A simplistic one-paragraph $13,000 UBI proposal was made, and the question was
whether it was better than the status quo. Many of the economists chose
"disagree" because they felt the details of the UBI proposal were unworkable;
not because they disagree with the idea of UBI.

Here are some of the comments from those who disagree:

"And the children get nothing? The basic idea is sound but too simplistic as
stated."

"A minimum income makes sense, but not at the cost of eliminating Social
Security and Meidcare."

"John Cochrane proposes variants that would be better."

"13K is inadequate for anyone with no other income."

"The simplicity is attractive, but deceptive.
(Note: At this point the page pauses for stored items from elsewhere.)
PR #58, opened 2019-04-30
Incorrect stringToSign created for API calls that include query parameters without assignation

adam-fowler:
If you have a path that includes a query parameter without an "=" sign the stringToSign that is built during the V4 signature construction is wrong. The code was outputting the query parameter without the "=" sign. AWS expects the "=" to be there. 

It seems that this only affects a number of S3 calls and a couple of calls in Cloudfront. I have checked both of systems and the code fixes the issue. This fixes https://github.com/swift-aws/aws-sdk-swift/issues/117

### DIFF
--- a/Sources/AWSSDKSwiftCore/AWSClient.swift
+++ b/Sources/AWSSDKSwiftCore/AWSClient.swift
@@ -365,7 +365,11 @@ extension AWSClient {
         // add new queries to query item array. These need to be added to the queryItems list instead of the queryParams dictionary as added nil items to a dictionary doesn't add a value.
         if let pathQueryItems = parsedPath.queryItems {
             for item in pathQueryItems {
-                queryItems.append(URLQueryItem(name:item.name, value:item.value))
+                if let value = item.value {
+                    queryItems.append(URLQueryItem(name:item.name, value:value))
+                } else {
+                    queryItems.append(URLQueryItem(name:item.name, value:""))
+                }
             }
         }
 
@@ -407,7 +411,7 @@ extension AWSClient {
             if let value = dict[key] {
                 queryItems.append(URLQueryItem(name: key, value: String(describing: value)))
             } else {
-                queryItems.append(URLQueryItem(name: key, value: nil))
+                queryItems.append(URLQueryItem(name: key, value: ""))
             }
         }
         return queryItems.isEmpty ? nil : queryItems
--- a/Tests/AWSSDKSwiftCoreTests/AWSClientTests.swift
+++ b/Tests/AWSSDKSwiftCoreTests/AWSClientTests.swift
@@ -30,7 +30,7 @@ class AWSClientTests: XCTestCase {
             AWSShapeMember(label: "Member", required: true, type: .list),
         ]
 
-        let Member = ["memberKey": "memberValue", "memberKey2": "memberValue2"]
+        let Member = ["memberKey": "memberValue", "memberKey2" : "memberValue2"]
 
         private enum CodingKeys: String, CodingKey {
             case Member = "Member"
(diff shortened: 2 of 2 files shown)


jonnymacs:
@adam-fowler nice catch.

I worry a little about changing the url in the signer because `urlEncodedQueryParams` are sent in the body when the http method is not a GET, and they won't match what's in the signature.

It's also sad to have to perform another operation on the url in the signer...

I think this can be fixed in `createAWSRequest` without requiring another operation on the url string in the signer. If the `URLQueryItem` has a nil value, then setting the item name to `attr=` with value `nil` looks like it will produce the expected result.

Are you open to trying this?

`--- a/Sources/AWSSDKSwiftCore/AWSClient.swift
+++ b/Sources/AWSSDKSwiftCore/AWSClient.swift
@@ -401,11 +401,15 @@ extension AWSClient {
 
         // construct query array
         var queryItems = urlQueryItems(fromDictionary: queryParams) ?? []
-        
+
         // add new queries to query item array. These need to be added to the queryItems list instead of the queryParams dictionary as added nil items to a dictionary doesn't add a value.
         if let pathQueryItems = parsedPath.queryItems {
             for item in pathQueryItems {
-                queryItems.append(URLQueryItem(name:item.name, value:item.value))
+                if let value = item.value {
+                    queryItems.append(URLQueryItem(name: item.name, value: value))
+                } else {
+                    queryItems.append(URLQueryItem(name: "\(item.name)=", value: nil))
+                }
             }
         }
 
@@ -447,7 +451,7 @@ extension AWSClient {
             if let value = dict[key] {
                 queryItems.append(URLQueryItem(name: key, value: String(describing: value)))
             } else {
-                queryItems.append(URLQueryItem(name: key, value: nil))
+                queryItems.append(URLQueryItem(name: "\(key)=", value: nil))`

jonnymacs:
@adam-fowler nevermind.

jonnymacs:
value needs to be an empty string, try this I meant

```
--- a/Sources/AWSSDKSwiftCore/AWSClient.swift
+++ b/Sources/AWSSDKSwiftCore/AWSClient.swift
@@ -401,11 +401,15 @@ extension AWSClient {
 
         // construct query array
         var queryItems = urlQueryItems(fromDictionary: queryParams) ?? []
-        
+
         // add new queries to query item array. These need to be added to the queryItems list instead of the queryParams dictionary as added nil items to a dictionary doesn't add a value.
         if let pathQueryItems = parsedPath.queryItems {
             for item in pathQueryItems {
-                queryItems.append(URLQueryItem(name:item.name, value:item.value))
+                if let value = item.value {
+                    queryItems.append(URLQueryItem(name: item.name, value: value))
+                } else {
+                    queryItems.append(URLQueryItem(name: "\(item.name)=", value: ""))
+                }
             }
         }
 
@@ -447,7 +451,7 @@ extension AWSClient {
             if let value = dict[key] {
                 queryItems.append(URLQueryItem(name: key, value: String(describing: value)))
             } else {
-                queryItems.append(URLQueryItem(name: key, value: nil))
+                queryItems.append(URLQueryItem(name: "\(key)=", value: ""))
             }
         }
```

adam-fowler:
Your code works as well, but for me it feels like you are massaging the inputs to a system to get it to work instead of fixing the system.

As for your concern about the ```urlEncodedQueryParams``` in the body for query based systems, the signature is only produced off the query params in the path which never get placed in the body. And as pointed out earlier this change only affects S3 and Cloudfront which use XML.

If you still prefer I'm happy to put that in though.

jonnymacs:
I see your point. 

But I'm still feeling pragmatic here. True the system doesn't support nil values for query params, and my proposed change does not "fix" that. But it seems like support for this minority case adds an excessive tax on the majority. I'll let you decide though, since you discovered this.

`urlEncodedQueryParams` are placed in the body when the serviceProtocol.type is `query` and the http method is not GET. Maybe it's not an issue though as you say.

Sources/AWSSDKSwiftCore/Signers/V4.swift
```diff
@@ -264,6 +264,17 @@ extension Signers {
             }
             return result
         }
+        
+        /// Encode Query according to https://docs.aws.amazon.com/AmazonS3/latest/API/sig-v4-header-based-auth.html
```
Yasumoto: Maybe add the relevant piece below that line too? (Up to you— it wasn't too hard to find but might be helpful)

```
`http://s3.amazonaws.com/examplebucket?acl`

The CanonicalQueryString in this case is as follows:
> `UriEncode("acl") + "=" + ""`
```

Sources/AWSSDKSwiftCore/Signers/V4.swift
```diff
@@ -10,17 +10,17 @@ import Foundation
 
 extension Signers {
     public final class V4 {
-
+
```
Yasumoto: Small nit, mind clearing this whitespace? 🙏

Yasumoto:
I think it sounds like there's a `QueryReformatter` which takes a good chunk of the urlencoding, query-rewriting, and assorted massaging away from both the `Client` and the `Signer`, tho that might be slightly longer term.

@adam-fowler do you know of a decent way to write a testcase to catch this as well? Just thoughtful of how we can catch any regressions going forward 🤔

adam-fowler:
@jonnymacs I'll go with your method. If I can think of a better way to support it within the V4 signature I might suggest a change later

@Yasumoto I can stick a test in the aws-sdk-swift S3 tests. If I go with Jonny's fix it's a lot harder to add a test at the core level, as I have to run the whole pipeline.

Coupled with universal health
care & tax reform it could work. but we are far from that."

------
tpetricek
The title is misleading in two ways.

First, 60% does not sound like too much (makes you think that 40% agree) until
you see that only 2% actually agree with it.

Second, the question is not about UBI in general, but about a very specific
proposal: "[U]niversal basic income of $13,000 a year — financed by
eliminating all transfer programs (including Social Security, Medicare,
Medicaid, housing subsidies, household welfare payments, and farm and
corporate subsidies)".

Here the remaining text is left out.